LOOTY

A movie review by Balaji Balasubramaniam


Cast: Satyaraj, Roja, Mumtaj, Vadivelu, Kalpana, Vivek, Visu
Music: Deva
Direction: Parameshwar

Apart from Vijayakanth, who made a strong comeback with Vaanathai Pola and then Vallarasu, Satyaraj too had a good year in 2000. His Ennammaa Kannu was a surprise hit and a shot in the arm for the actor who was no longer a star to reckon with after his long string of flops. Knowing the habit in Tamil cinema of following trends, Looty was bound to happen. It attempts to give Satyaraj a similar, wise-cracking character but with a ridiculously silly story and cheap comedy, all it does is erase any gains Satyaraj may have made with Ennammaa Kannu.

Rasappa(Satyaraj) and Velappa(Vadivelu) have been thick friends since their younger days. Rasappa marries Geetha(Roja), who has personally experienced the cruelty of a stepmother who drove her own mother out of the house. When Rasappa finds a small baby in his car one day, the childless couple adopt it and raise it as their own. But Geetha continues to have her own doubts about Rasappa being the father of the baby. Her suspicions are confirmed when their son(Satyaraj) returns from abroad looking exactly like her husband and she decides to divorce him.

Infidelity is not really a funny issue and having picked that as the crux of his movie, which he has decided will be a comedy, the director is troubled throughout the movie. Most of the movie is based on Roja's doubts about Satyaraj's faithfulness which leads her as far as initiating divorce proceedings. But in order to let Satyaraj utter 'nakkal' lines and maintain the movie as a comedy, the director tries to lighten the heavy issue and it never works. Roja's frequent questions to her husband about the boy's genes illustrate this confusion the best. She struggles to hit the right note between seriousness and comedy and they become downright silly. The only places where the movie gets it right are when it goes for straight comedy as when Vadivelu suspects an affair between his wife and a cross-dressed Roja.

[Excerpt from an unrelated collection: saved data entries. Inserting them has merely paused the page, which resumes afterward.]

PR #51, opened 2021-02-22
Add doc re auth use cases

Firstyear:
@agrinman 

- [ ] cargo fmt has been run

### DIFF
--- a/designs/authentication-use-cases.md
+++ b/designs/authentication-use-cases.md
@@ -12,7 +12,9 @@ to ensure it can never be used/held incorrectly.
 
 ## Key Terms
 
-* Non-discoverable credential - https://www.w3.org/TR/webauthn-2/#credential-id
+### Non-discoverable credential
+
+[credential-id w3c](https://www.w3.org/TR/webauthn-2/#credential-id)
 
 This is the "common" type of credential that is used. These are commonly implemented with a scheme
 known as "key-wrapped-key". This is where the authenticator has a single private key, and encrypts
@@ -21,13 +23,17 @@ a credential with that key. The credential ID is the encrypted credential.
 For the authenticator to then operate, it must be presented with the credential id, that the authenticator
 decrypts and then uses in the authentication ceremony.
 
-* Discoverable Credentials - https://www.w3.org/TR/webauthn-2/#client-side-discoverable-credential
+### Discoverable Credentials
+
+[discoverable credential w3c](https://www.w3.org/TR/webauthn-2/#client-side-discoverable-credential)
 
 A discoverable credential is previously called a resident key. This is when the *client* holds the
 ability to find credentials locally rather than requiring them to be supplied in the allowedCredentials
 set in authentication.
 
-* User Verification - https://www.w3.org/TR/webauthn-2/#user-verification
+### User Verification
+
+[user verification w3c](https://www.w3.org/TR/webauthn-2/#user-verification)
 
 The process of supplying extra or supplementary authentication to the authenticator. This improves
 the authentication from "there is a person present" to "this specific owner of the authenticator" is
@@ -36,6 +42,16 @@ the device is a SFA, and other authentication is required to compose a complete 
 
 At registration we store the policy and verification that was supplied in the internal Credential
 type so that later decisions can be made for security policy.
+
+### External Knowledege
+
+This is where using elements from the user interaction, workflow, or a device fingerprint, cookie
+or other, the client or RP can make descions about which credential or policy to use before
+the initial webauthn challenge is sent.
+
+This work flow could be a user login page that requests "how" the user wishes to authenticate,
+which device they want to use. It could also be based on the device ID and understanding that
+the authenticator is part of the device, so we should prefer it's use.
 
 ## Authentication Work Flows
 
@@ -50,7 +66,7 @@ In the case all of these credentials are discouraged, we still assert that the U
 the returned authentication as it *is* valid for UV=true even when discouraged and we store that
 in the credential.
 
-* Example
+#### Example
 
 A laptop where the user has multiple UV=false yubikeys that may be used as a authentication factor.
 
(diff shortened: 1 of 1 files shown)


Firstyear:
Sorry to be a pain @agrinman would be great for you to review this so we can finish up fixing these use cases re user verification. :)

designs/authentication-use-cases.md
```diff
@@ -0,0 +1,96 @@
...
+
+In the case all of these credentials are discouraged, we still assert that the UV bit matches
+the returned authentication as it *is* valid for UV=true even when discouraged and we store that
+in the credential.
+
+* Example
+
+A laptop where the user has multiple UV=false yubikeys that may be used as a authentication factor.
+
+A user indicates they want to authenticate with their touchid as a self contained MFA. The user owns
```
agrinman, line 57: in this case it could be a mix of credentials: yubikeys + touchid that the RP would want to accept right?

designs/authentication-use-cases.md
```diff
@@ -0,0 +1,96 @@
...
+
+A longer term cookie on the device, or the device finger print indicates to the server that we can
+use a discoverable credential from that device.
+
+## Work flows that may not be relevant?
+
+### Homogenous Discoverable Credentials
+
+As a discoverable credential we already required external knowledge of what credential will be used
+so does it become needed to have many discoverable credentials in one transaction?
```
agrinman, line 91: possibly. touchid on my iphone + mac. the rp shouldn't have to know which device the user is on but wants to accept both. am i missing something here?

agrinman (commented):
Sorry for the delay on this! After taking a break from looking at this I am coming back to some of my original thinking so  sorry if this repeating some old material. 

Is it not the most typical case that an RP wants to send down all available credentials to maximize the opportunity that the auth will work: yubikeys, resident keys (ios, macbook, etc)? In this case the required UV could all be mixed and the RP would not force a particular preference. Should we optimize for the common case and provide mechanisms to enable the other methods?

designs/authentication-use-cases.md
Firstyear: Yep, absolutely. So yubikey + touchid, and the touchid could be uv=true at registration, but we use the uv policy at registration for consistency I think. So if we register with uv=discouraged, but we get back uv=true from the device, then we still assert that holds true. 

I think maybe i'll update this section with some more detail examples of the registration through to auth flow though. I wonder if this could make uv=preferred at registration, and then we just check each credentials uv=true/false would then be viable for these situations.

designs/authentication-use-cases.md
Firstyear: Yeah, I thought about that possibility too. From my understanding, the intent is for a discoverable credential to be used, that the server has "pre-knowledge" about the client so it knows "what to expect" in response. This could be a device id, a cookie, fingerprint ...

But I can certainly also see how without the external knowledge, we'd need to accept "well it could be any device now". So that's why it's a "question" if we need this or not? Again, not opposed, but it's good to just have those work flows, and I think we can expand this based on your suggestion, and the fact we make not have pre-knowledge.

Saying this, how would this interact with non-discoverable credentials? How would we have a situation where we say and present a UI that says "okay, what device did you want to use?" I think that may be my concern. We can't mix discoverable and non-discoverable in one transaction, so that's where the "external knoweldge" is needed, and once you have that external knowledge, you may as well select the credential matching that device?

Firstyear (commented):
> Sorry for the delay on this! After taking a break from looking at this I am coming back to some of my original thinking so sorry if this repeating some old material.

No problem at all, not repeating. It's good to be clear :) 

> 
> Is it not the most typical case that an RP wants to send down all available credentials to maximize the opportunity that the auth will work: yubikeys, resident keys (ios, macbook, etc)? In this case the required UV could all be mixed and the RP would not force a particular preference. Should we optimize for the common case and provide mechanisms to enable the other methods?

The issue is that we can't send both discoverable and non-discoverable credentials in one txn I think. the client only activates discoverable credentials if the allowCredentials set is empty. So we need the external knowledge or a hint from the client about "what" we should set into allow credentials. 

And yes the UV can be mixed here, but are we talking that the UV *policy* is mixed? Or the UV bits we get back? 

I think we can check the UV-bits based on the used credential ID, regardless of the policy, but I think the "intent" of the standards authors which isn't always clear, is that the client pre-selects through some ui or other workflow *before* the RP sends the challenge, so there shuold already be a way for the RP to know "okay, we probably will see this device used". 

Still I may extend this to be a bit clearer about some possibilities today. Especially the possible choices and states between UV policy at registration and the sign in to be sure that we can have a consistent experience.

Firstyear:
Updated with more details about some use cases.

designs/authentication-use-cases.md
```diff
@@ -0,0 +1,192 @@
...
+
+| UV Policy | UV boolean returned | Valid UV Policies for Auth | UV boolean always checked in auth |
+| --------- | ------------------- | -------------------------- | --------------------------------- |
+| discouraged | false             | discouraged                | No - device can not do UV |
+| discouraged | true              | discouraged, required      | Yes - device always does UV |
+| preferred   | false             | discouraged                | No - device can not do UV |
+| preferred   | true              | discouraged, required      | No - device may not always send UV in discouraged mode |
+| required    | false             | -                          | No - device can not be used |
+| required    | true              | required                   | Yes - device should always performs UV |
+
```
Firstyear, line 90: It may also be worth making clear why preferred isn't a valid policy for auth (credentials registered with discouraged can be forced to use UV=true even though it wasn't true at registration, breaking user expectations, and we don't have the internal knowledge to know it's possible )

agrinman:
> The issue is that we can't send both discoverable and non-discoverable credentials in one txn I think. the client only activates discoverable credentials if the allowCredentials set is empty. So we need the external knowledge or a hint from the client about "what" we should set into allow credentials.
> 

Why not? I think the authenticator can make that call however it likes right? There's no limitation that the list has to be empty to accept a discoverable credential -- or am I missing something?

Firstyear:
> > The issue is that we can't send both discoverable and non-discoverable credentials in one txn I think. the client only activates discoverable credentials if the allowCredentials set is empty. So we need the external knowledge or a hint from the client about "what" we should set into allow credentials.
> 
> Why not? I think the authenticator can make that call however it likes right? There's no limitation that the list has to be empty to accept a discoverable credential -- or am I missing something?

There are two issues here :) it's no problem, it's a big standard so easy to miss stuff.

https://www.w3.org/TR/webauthn-2/#sctn-verifying-assertion

7.2 step 5:

```
If options.allowCredentials is not empty, verify that credential.id identifies one of the public key credentials listed in options.allowCredentials.
```

This means if we have non-discoverable credentials, we can't mix them with discoverable ones, since the moment we offer an allowCredentials list, the credential used MUST be part of that set.

In the inverse, a standards compliant client:

https://www.w3.org/TR/webauthn-2/#sctn-op-get-assertion

6.3.3 step 3 and 4

```
3 If allowCredentialDescriptorList was supplied, then for each descriptor of allowCredentialDescriptorList:

    Let credSource be the result of looking up descriptor.id in this authenticator.

    If credSource is not null, append it to credentialOptions.

4 Otherwise (allowCredentialDescriptorList was not supplied), for each key → credSource of this authenticator’s credentials map, append credSource to credentialOptions.
```

Which again, means that if we send an allow credential list the client will not allow us to use discoverable credentials. Alternately if we DONT send the list we can ONLY use discoverable ones. 

That's why we have to have the separation. The "intent" of the standards authors here is you use external knowledge to select ahead of time before you send the auth challenge. I don't particularly agree, I think I agree with you better, why can't we just send it all. But this is the standard we have, no the standard we want :)

agrinman:
Yep ok got it. So if you send cred ids down, then it must be non-discoverable.

Back to UV though, it is still possible that non-discoverable creds have a mixture of UV bits -- right?

Firstyear:
> Yep ok got it. So if you send cred ids down, then it must be non-discoverable.
> 
> Back to UV though, it is still possible that several non-discoverable creds have a mixture of UV bits -- right?

Yep, exactly the same. And with just the same issues with policy. But I think in a way at least it's simpler that the discoverable/non-discoverable aren't mixed together at least.

So that's why there is so much "emphasis" on "external knowledge" before the registration/authentication begins re the uv policy and what credentials are being used. Sadly the standard isn't completely clear that there is extra steps you need to do before hand.

Firstyear:
Just was made aware that another group found these issues before I did, and it was given a CVE in NC and azure AD was affected. https://hwsecurity.dev/2020/08/webauthn-pin-bypass/

Firstyear:
@agrinman Hey mate, sorry to disturb, did you get some more time to cehck this? Would be good to have it merged so we can do some code and unblock you :)

agrinman:
Sorry been quite busy recently...yes I think this is good to merge. I think the design of the api should at least make it easy for the common case where the RP will accept any credential that a client can offer [this will be the most common case I bet] but I don't think that contradicts anything in here :)

Firstyear:
Awesome, I think from here we can start to make the apis to match up to this. Appreciate all your patience and input!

And it is not just the story that is badly thought out and executed. The conclusion of the whole mess is through one of the most silly but convoluted explanations in recent times. By introducing a third Satyaraj, the director throws timelines completely out of whack. Here again he tries introduce a solution that maintains the comic momentum but fails miserably due to the distasteful nature of the solution itself and the dislikeable character of Satyaraj. Things become more ridiculous with a climax that features a poorly-generated, special effects dinosaur and a virtual MGR helping out Satyaraj. He must be turning in his grave!

Vivek decisively proves that a comedian is only as good as the lines he is given. The actor, who has had an amazing hit ratio(as far as his comedy routines are considered) in his recent movies, struggles to raise laughs. His role as a distributor of pirated VCDs is ripe for comedy(as he proves with a couple of lines at various places) but he fails in generating even a few chuckles most of the time. His villainous intentions do not add any strength to his comedy. Vadivelu joins him but this has the effect of halving the laughs rather than doubling it. Vadivelu mistakenly taking tablets for constipation instead of Viagra is what passes(no pun intended!) for comedy and these sequences are cheap and vulgar. Vivek and Vadivelu also have a song for themselves.

Satyaraj looks jaded and without many good lines, his dialog delivery doesn't really do anything to improve the movie. Roja has some fun with her disguise as a man when she goes to work in Satyaraj's house. But it is not as impressive as all the hype made it out to be. Mumtaj comes and goes though her costumes in the duet with Satyaraj would put even 'Silk' Smitha to shame. Kalpana's unique dialog delivery makes for some funny lines. Visu is lost in the loud proceedings. Deva's songs fit the quality of the movie.